WORK TO BE COMPLETED:
Wherever "deduping" shows up in the records below, copy the whole line.

(Stored data)
-- Opening Marker --
PR #22, opened 2019-07-22
Add OpenTelemetry Protocol requirements

tigrannajaryan:
This follows from the design goals and will feed the protocol RFC.

### DIFF
--- a/ specification/proto-requirements.md
+++ b/ specification/proto-requirements.md
@@ -1,0 +1,93 @@
+# OpenTelemetry Protocol Requirements
+
+This document will drive OpenTelemetry Protocol design and RFC.
+
+## Goals
+
+See the goals of OpenTelemetry Protocol design [here](proto-design-goals.md).
+
+## Vocabulary
+
+There are 2 parties involved in telemetry data exchange. In this document the party that is the source of telemetry data is called the Client, the party that is the destination of telemetry data is called the Server.
+
+Examples of a Client are instrumented applications or sending side of telemetry collectors, examples of Servers are telemetry backends or receiving side of telemetry collectors (so a Collector is typically both a Client and a Server depending on which side you look from).
+
+## Known Issues with Existing Protocols
+
+Our experience with OpenCensus and other protocols has been that many of them have one or more of the following drawbacks:
+
+- High CPU consumption for serialization and especially deserialization of received telemetry data.
+- High and frequent CPU consumption by Garbage Collector.
+- Lack of delivery guarantees for certain protocols (e.g. stream-based gRPC OpenCensus protocol) which makes troubleshooting of telemetry pipelines difficult.
+- Not aware / not cooperating with load balancers resulting in potentially large imbalances in horizontally scaled backends.
+- Support either traces or metrics but not both.
+
+Our goal is to avoid or mitigate these known issues in the new protocol.
+
+## Requirements
+
+The following are OpenTelemetry protocol requirements.
+
+#### Supported Node Types
+
+The protocol must be suitable for use between all of the following node types: instrumented applications, telemetry backends, telemetry agents running as local daemons, stand-alone collector/forwarder services.
+
+#### Supported Data Types
+
+The protocol must support traces and metrics as data types.
+
+#### Reliability of Delivery
+
+The protocol must ensure reliable data delivery and clear visibility when the data cannot delivered. This should be achieved by sending data acknowledgements from the Server to the Client. 
+
+Note that acknowledgements alone are not sufficient to guarantee that: a) no data will be lost and b) no data will be duplicated. Acknowledgements can help to guarantee a) but not b). Guaranteeing both at the same is difficult. Because it is usually preferable for telemetry data to be duplicated than to lose it, we choose to guarantee that there are no data losses while potentially allowing duplicate data.
+
+Duplicates can typically happen in edge cases (e.g. on reconnections, network interruptions, etc) when the client has no way of knowing if last sent data was delivered. In these cases the client will usually choose to re-send the data to guarantee the delivery which in turn may result in duplicate data on the server side.
+
+_To avoid having duplicates the client and the server could each track sent and delivered items using uniquely identifying ids. For this approach to be possible the client should be able to request the id of the last received data from the server and be able to resume sending from that item. Such request may be impossible to support on the server efficiently as it requires the server to have a consistent view of its data which may not be possible to do in a partitioned state, or it requires sticky sessions/connections which can be detrimental to load balancing and availability of servers._
+
+For this reason we have slightly relaxed requirements and consider duplicate data acceptable in rare cases.
+
+#### Throughput
+
+The protocol must ensure high throughput in high latency networks when the client and the server are not in the same data center.
+
+This requirement may rule out half-duplex protocols. The throughput of half-duplex protocols is highly dependent on network roundtrip time and request size. To achieve good throughput request sizes may be too large to be practical.
+
+#### Compression
+
+The protocol must achieve high compression ratios for telemetry data. The protocol design must consider batching of telemetry data and grouping of similar data (both can help to achieve better compression using common compression algorithms).
+
+#### Encryption
+
+Industry standard encryption (e.g. TLS/HTTPS) must be supported.
+
+#### Backpressure Signalling and Throttling
+
+The protocol must allow backpressure signalling.
+
+If the server is unable to keep up with the pace of data it receives from the client then it must be able to signal that fact to the client. The client may then throttle itself to avoid overwhelming the server.
+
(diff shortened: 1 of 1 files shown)


 specification/proto-requirements.md
```diff
@@ -0,0 +1,93 @@
...
+
+The protocol must be suitable for use between all of the following node types: instrumented applications, telemetry backends, telemetry agents running as local daemons, stand-alone collector/forwarder services.
+
+#### Supported Data Types
+
+The protocol must support traces and metrics as data types.
+
+#### Reliability of Delivery
+
+The protocol must ensure reliable data delivery and clear visibility when the data cannot delivered. This should be achieved by sending data acknowledgements from the Server to the Client.
```
songy23:
```suggestion
The protocol must ensure reliable data delivery and clear visibility when the data cannot be delivered. This should be achieved by sending data acknowledgements from the Server to the Client. 
```

tigrannajaryan:
>Suggestion: add a section about crash recovery. (It's fine that we don't attempt to recover anything but I think it's worth documenting here.)

@songy23 can you expand on this? I think crash recovery is orthogonal to the protocol, perhaps I am missing something.

 specification/proto-requirements.md
tigrannajaryan: Fixed.

songy23:
> can you expand on this? I think crash recovery is orthogonal to the protocol, perhaps I am missing something.

I mean when client/server of this protocol crashed, the behavior on undelivered telemetry data should be specified (whether dropping or storing/recovering). This could be an implementation detail but I think it's worth mentioning.

Bringing this up because there're many asks about crash recovery previously in the OpenCensus protocol.

 specification/proto-requirements.md
```diff
@@ -0,0 +1,93 @@
...
+
+Duplicates can typically happen in edge cases (e.g. on reconnections, network interruptions, etc) when the client has no way of knowing if last sent data was delivered. In these cases the client will usually choose to re-send the data to guarantee the delivery which in turn may result in duplicate data on the server side.
+
+_To avoid having duplicates the client and the server could each track sent and delivered items using uniquely identifying ids. For this approach to be possible the client should be able to request the id of the last received data from the server and be able to resume sending from that item. Such request may be impossible to support on the server efficiently as it requires the server to have a consistent view of its data which may not be possible to do in a partitioned state, or it requires sticky sessions/connections which can be detrimental to load balancing and availability of servers._
```
reyang: I agree with `To avoid having duplicates the client and the server could each track sent and delivered items using uniquely identifying ids`. I disagree with `For this approach to be possible the client should be able to request the id of the last received data from the server and be able to resume sending from that item`, which is not a must-have requirement.
De-dupe could happen at different places in the telemetry pipeline, either at agent, ingestion service, or the final storage. The client could keep sending the data (using a reasonable retry policy) until it received a success response.

 specification/proto-requirements.md
```diff
@@ -0,0 +1,93 @@
...
+
+#### Supported Data Types
+
+The protocol must support traces and metrics as data types.
+
+#### Reliability of Delivery
+
+The protocol must ensure reliable data delivery and clear visibility when the data cannot be delivered. This should be achieved by sending data acknowledgements from the Server to the Client. 
+
+Note that acknowledgements alone are not sufficient to guarantee that: a) no data will be lost and b) no data will be duplicated. Acknowledgements can help to guarantee a) but not b). Guaranteeing both at the same is difficult. Because it is usually preferable for telemetry data to be duplicated than to lose it, we choose to guarantee that there are no data losses while potentially allowing duplicate data.
```
reyang: Even for a), it is extremely difficult when we look at the entire pipeline.

For example SDK sends data to agent, agent sends data to Stackdriver. If the agent takes incoming data and store them temporarily in-memory (or even on local disk), data loss could happen when agent got unexpected restart (or the machine which agent is running on could get stolen). If the agent is supposed to return a success to the SDK **only if** the data got delivered to Stackdriver (or in another words, the agent could say "I've done my part, now it is Stackdriver's problem"), the agent **has** to actually deliver it to Stackdriver and receive a success acknowledgement. Eventually this system will become a fully distributed transaction system which uses something like two-phase-commit and becomes super slow and fragile.

 specification/proto-requirements.md
tigrannajaryan: >De-dupe could happen at different places in the telemetry pipeline, either at agent, ingestion service, or the final storage. The client could keep sending the data (using a reasonable retry policy) until it received a success response.

I think what you say does not contradict to what this proposal says. The client will send the data again if it is not sure it was received. If the server wants to dedupe then that's server's responsibility, the client is not going to do anything special about it. 

The deduping you refer to that can happen at different places in the pipeline is orthogonal to the protocol and is not a protocol concern if protocol is not going to do anything about it.

Trace and Span Ids are already part of telemetry data. We don't need to add anything in the protocol to make deduplication possible. One can say that Ids are _already_ tracked, it is just not tracked at the protocol level, so from protocol's perspective we really do not care about the ids and are not going to do anything about ids or about preventing duplicates.

 specification/proto-requirements.md
tigrannajaryan: The protocol is concerned with one pair of client/server only. What happens after the server acknowledges the receipt is not a protocol concern. The server may store the data persistently or may discard it, may forward it, etc. It is not a protocol concern. You are correct that unless the protocol requires end-to-end acknowledgement delivery it cannot guarantee delivery end-to-end. However, it is not a goal for the protocol at all. It can be a design goal for a pipeline engineer. We are not designing a pipeline here, we only design telemetry data delivery between a pair of nodes.

This is identical to how TCP guarantees delivery of data but it is not concerned with what the receiver of said data does with the data afterwards. On the "protocol" abstraction level we are not concerned with that.

 specification/proto-requirements.md
reyang: I think we need two changes to the proposal:
1. Loose the statement `For this approach to be possible the client should be able to request the id of the last received data from the server and be able to resume sending from that item.` since it is one option but not a must-have thing.
2. Need some de-dupe id (for traces we can just reuse trace-id/span-id pair, for metrics/logs we need something else).

 specification/proto-requirements.md
reyang: I see where you're coming from, and that sounds totally reasonable.

My worry is that in monitoring space people might misinterpret "no data loss" into different things (e.g. the end-to-end guarantee), it will be great to clarify it.

 specification/proto-requirements.md
tigrannajaryan: OK, I'll remove 1 and will add a sentence explicitly mentioning that id tracking and deduping can be done at the layer above protocol layer.

 specification/proto-requirements.md
tigrannajaryan: Makes sense, I will add a clarification.

tigrannajaryan: Clarification added.

 specification/proto-requirements.md
tigrannajaryan: Fixed.

 specification/proto-requirements.md
tigrannajaryan: Actually, I need to think a bit more about this. Thanks for raising the issue.

tigrannajaryan:
>I mean when client/server of this protocol crashed, the behavior on undelivered telemetry data should be specified (whether dropping or storing/recovering). This could be an implementation detail but I think it's worth mentioning.

>Bringing this up because there're many asks about crash recovery previously in the OpenCensus protocol.

@songy23 typically crash resilience is achieved by implementing persistent storage of received messages on the server (receiver) side and making sure received data is safely persisted and fsynced before the acknowledgement of that particular data is sent to the client. This does not put additional requirements on the protocol that I can think of.

The way I have implemented this in the past for a log collection and forwarding agent was by storing received log messages in a persistent queue implemented on top of a very simple sqlite database. The persistent queue needs an ID value to find and remove delivered items when acknowledgement is received from the destination however that ID can be completely internal and is independent from any ID that may or may not be present on the protocol level. This allows to decouple the crash resiliency / persistent queue implementation from the exchange protocol. 

Sometimes you _can_ reuse the IDs assigned at the protocol level for persistent queue implementation. However often this is not possible because the particular protocol or the data that it delivers has no notion of IDs. For this reason I think we should stay away from leaking protocol-level IDs (even if we have them) into the implementation of persistent queue. There are other reasons too: particularly that protocol-level IDs are typically not guaranteed to be unique across different connection sessions which makes them useless for persistent use cases.

We can implement similar persistent queue functionality for OpenTelemetry Service and I do not think we need special support in the protocol for this.

tigrannajaryan:
As discussed in today's Data Format meeting I moved the requirements document to opentelemetry-specification repo 

Closing this, please continue review / discussion here https://github.com/open-telemetry/opentelemetry-specification/pull/193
-- Closing Marker --
WRITTEN RESPONSE:
The deduping you refer to that can happen at different places in the pipeline is orthogonal to the protocol and is not a protocol concern if protocol is not going to do anything about it.
tigrannajaryan: OK, I'll remove 1 and will add a sentence explicitly mentioning that id tracking and deduping can be done at the layer above protocol layer.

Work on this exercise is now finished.